■ TASK OBJECTIVE: The expected output is each line below containing "standards", copied in full.

[DATA EXTRACTS]

PR #294, opened 2025-09-15
Make the URL for the submodule valid

glaeqen:
CMSIS-SVD repository was moved plus git:// makes the git command hang.

[Recent
change](https://github.com/NixOS/nixpkgs/commit/5cd869caa4ea1bf1bde71731ecc96b24e1bdcc2d) in the Rust platform in `NixOS/nixpkgs` prevents a user from packaging a Rust program using crates from this repository to be used as dependencies as it forces their submodules to be checked out, regardless of the `submodule.*.update` setting.

### DIFF
--- a/svd-parser/src/elementext.rs
+++ b/svd-parser/src/elementext.rs
@@ -8,7 +8,7 @@ use super::{Parse, SVDError, SVDErrorAt};
 
 /// Defines extensions for implementation over roxmltree::Node
 pub trait ElementExt {
-    fn get_child<K>(&self, k: K) -> Option<Node>
+    fn get_child<K>(&self, k: K) -> Option<Node<'_, '_>>
     where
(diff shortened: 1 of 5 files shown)


adamgreig (dismissed):

glaeqen:
I decided to do it all at once in this PR because I realized that URL I switched to leads to a wrong repository anyway (should have been `cmsis-svd-data`, not `cmsis-svd`) and I figured it's maybe worth a shot to make this script useful, maybe even enable it in the CI. But:

Script works and generates Rust files in a way it was, I think, intended. But I'm not sure how they should be used, `svd-tests` does not try to include the generated root `cmsis.rs` file to make `cargo test` operational, not sure how these tests were supposed to be run to begin with.

Maybe it's enough for this PR.

PR #301, opened 2026-03-16
Change parsing of the CPU block to have optional mpuPresent and

### LINKED ISSUE #300: [svd parser] CPU block incorrectly requires mpuPresent and fpuPresent elements
I noticed a discrepancy between the documentation and the actual SVD schema for these 2 elements; see Open-CMSIS-Pack/svd-spec#32

I've send a PR to update the documentation to conform to the SVD schema. This change also needs a loosening in the svd-parser here... Default to `false` if these elements are not present.

xoriath:
fpuPresent elements

Per the SVD schema; these 2 elements are actually optional. However the documentation page for the schema incorrectly claims them to be required.

Modify the parser to allow these to be optional when parsing.

Fixes #300

### DIFF
--- a/svd-parser/src/cpu.rs
+++ b/svd-parser/src/cpu.rs
@@ -20,12 +20,22 @@ impl Parse for Cpu {
             _ => false,
         };
 
+        let has_mpu_present = match tree.get_child_bool("mpuPresent") {
+            Ok(v) => v,
+            _ => false,
+        };
+
+        let has_fpu_present = match tree.get_child_bool("fpuPresent") {
+            Ok(v) => v,
+            _ => false,
+        };
+
         Cpu::builder()
             .name(tree.get_child_text("name")?)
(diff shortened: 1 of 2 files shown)


svd-rs/src/cpu.rs
```diff
@@ -159,13 +159,13 @@ impl CpuBuilder {
         self
     }
     /// Set the mpu_present of the cpu.
-    pub fn mpu_present(mut self, value: bool) -> Self {
-        self.mpu_present = Some(value);
+    pub fn mpu_present(mut self, value: Option<bool>) -> Self {
```
burrbull: This looks like a breaking change. Could we use `impl Into<Option<bool>>` or something to get around the problem?

burrbull (approved):

xoriath:
What happened to the merge checks ?

xoriath:
Thanks @burrbull !

PR #118, opened 2017-10-27
Update to new BDD standards

Chekote:
__Requirement__
We have defined new standards for our BDD tests that alleviate the need to have everything be a trait. FlexibleMink is the foundation for a lot of our tests, so for us to implement this standard on our projects that leverage it, we need to update it to these new standards.

__Implementation__
* The trait interfaces were removed, and their documentation moved to the implemeting context.
* The trait contexts were converted to classes, and stitched together where necessary using the more OOP gatherContexts approach
* The waitFor default timeout was changed from a default method arg to a static variable on the Spinner class that can be overridden
* The namespace structure was refactored to be beneath Medology. We don't own the top level Behat namespace, so we should not be creating classes there
* Given phrases that were being used on assert methods were removed (Given's are for ensure methods)
* The ContainerContext class was removed in favor of using the QualityAssurance approach that uses the data-qa-id. This is currently implemented in other projects, so will need to be extracted for sharing across projects.


medology-bugman:

.idea/php.xml
behat.yml
bin/php
composer.json
dictionary.dic
phpunit.xml

PR #123, opened 2017-11-13
Fix PHP image cannot go over Github API rate limit

Chekote:
Problem:
When hitting the Github API rate limit, the PHP image is asking for an auth token.

Cause:
The PHP image is not mounting the hosts ~/.composer directory. So even if the Docker host has an auth token, it is not used.

Fix:
I updated the PHP image to mount the ~/.composer directory. The new image also brings in some other quality of life features, such as the ability to ctrl-c out of the container, and run the script on both Linux and Mac.

PR #124, opened 2017-11-13
Update Composer bin to 1.5.2

Chekote:
Problem:
The composer script is actually an alias for a docker image that contains composer. Although this works, it is not necessary as we already have a PHP image in the project.

Solution:
In addition to updated the composer version, I modified the project so that the composer binary is not in version control. Instead it is installed via a command in init_project. The composer file that is installed is the normal phar, and is simply executed against the bin/php Docker image since the `#!/usr/bin/env php` at the beginning of the composer file will resolve to `./bin/php` if `./bin` is sufficiently high in the users PATH list (which it should be).

### DIFF
--- a/.gitignore
+++ b/.gitignore
@@ -1,4 +1,4 @@
 .idea/
-
+bin/composer
 /vendor/
 docker/.env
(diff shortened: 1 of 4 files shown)


medology-bugman:

.gitignore
bin/composer
bin/init/install_composer.sh
bin/init_project

Chekote:
This is dependent on https://github.com/Medology/FlexibleMink/pull/123. It will not pass until that is merged.

PR #125, opened 2017-11-16
Fixing issue with nested table check

awesomeousPrime:
When using the `TableContext::assertTableWithStructureExists()` method I noticed that I kept gettin an error whenever testing a table that had another table nested in it.

This was due to the method attempting to retrieve all rows and columns within a specified table instead of only checking for the most top level ones.


awesomeousPrime:
!force code review

medology-bugman:

PR #127, opened 2017-11-30
Remove retry from "Then" steps.

Chekote:
# Problem:
The waitFor functionality is implemented inconsistently. It should be applied uniformly to all "Then" steps.

Even if it is applied uniformly to all "Then" steps, it is still incumbent upon the developer to add the functionality to all new "Then" steps, and also incumbent upon the FlexibleMink consumer to add the functionality to their own "Then" steps. We would ideally like to remove the need for this repetitive plumbing.

# Implementation:
I wrote a Behat extension called [BehatRetryExtension](https://github.com/Chekote/BehatRetryExtension). This can be added to any project using Behat, and will automatically retry all "Then" steps that are attempted while the extension is active.

I initially added this extension to FlexibleMink, but after discussion with the team, we decided that the retry functionality should be left out of FlexibleMink, and the consumer of the FlexibleMink package can decide if they wish to bring in the BehatRetryExtension also.


medology-bugman:

composer.lock

Chekote:
!reassign front-end

medology-bugman:

src/Medology/Behat/Mink/FlexibleContext.php
```diff
@@ -36,36 +35,6 @@ class FlexibleContext extends MinkContext
...
-    public function assertPageAddress($page)
-    {
-        Spinner::waitFor(function () use ($page) {
-            parent::assertPageAddress($page);
-        });
-    }
-
     /**
      * This method overrides the MinkContext::assertPageContainsText() default behavior for assertPageContainsText to
      * ensure that it waits for the text to be available with a max time limit.
```
jose-ochoa: Should the description be updated?

- [ ] Addressed
- [ ] Approved

Chekote: Yes. Good catch. I've updated all docblocks that mention waiting.

PR #128, opened 2018-01-12
Add Check if Field is visible

juanmrad:
Addition of step definition to allow check if a field is visible or not when is it supposed to be visible or not.

### DIFF
--- a/src/Behat/FlexibleMink/Context/FlexibleContext.php
+++ b/src/Behat/FlexibleMink/Context/FlexibleContext.php
@@ -127,6 +127,26 @@ class FlexibleContext extends MinkContext
         }
     }
 
+
+    /**
+     * {@inheritdoc}
+     * @Then /^the field "(?P<field>[^"]+)" should(?P<not> not|) be visible$/
+     */
+    public function assertFieldIsVisible($field, $not){
+        $locator = $this->fixStepArgument($field);
+
+        $option = $this->getSession()->getPage()->find(
+          'named',
+          ['field', $this->getSession()->getSelectorsHandler()->xpathLiteral($locator)]
+        );
+
+        $shouldBeVisible = !$not;
+        if (($shouldBeVisible && !$option->isVisible()) || (!$shouldBeVisible && $option->isVisible())) {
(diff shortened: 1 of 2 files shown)


medology-bugman:

juanmrad:
!reassign testing

medology-bugman:

src/Behat/FlexibleMink/PseudoInterface/FlexibleContextInterface.php
```diff
@@ -44,6 +44,13 @@
      */
     abstract public function assertPageAddress($page);
 
+    /**
+     * @param  string               $field The field to be checked
```
johnnie502: Please add a description for this function

src/Behat/FlexibleMink/Context/FlexibleContext.php
```diff
@@ -127,6 +127,25 @@ public function assertPageContainsTextTemporarily($text)
         }
     }
 
+    /**
+     * {@inheritdoc}
+     * @Then /^the field "(?P<field>[^"]+)" should(?P<not> not|) be visible$/
+     */
+    public function assertFieldIsVisible($field, $not)
```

[/DATA EXTRACTS]

■ TASK RESPONSE:
Update to new BDD standards
We have defined new standards for our BDD tests that alleviate the need to have everything be a trait. FlexibleMink is the foundation for a lot of our tests, so for us to implement this standard on our projects that leverage it, we need to update it to these new standards.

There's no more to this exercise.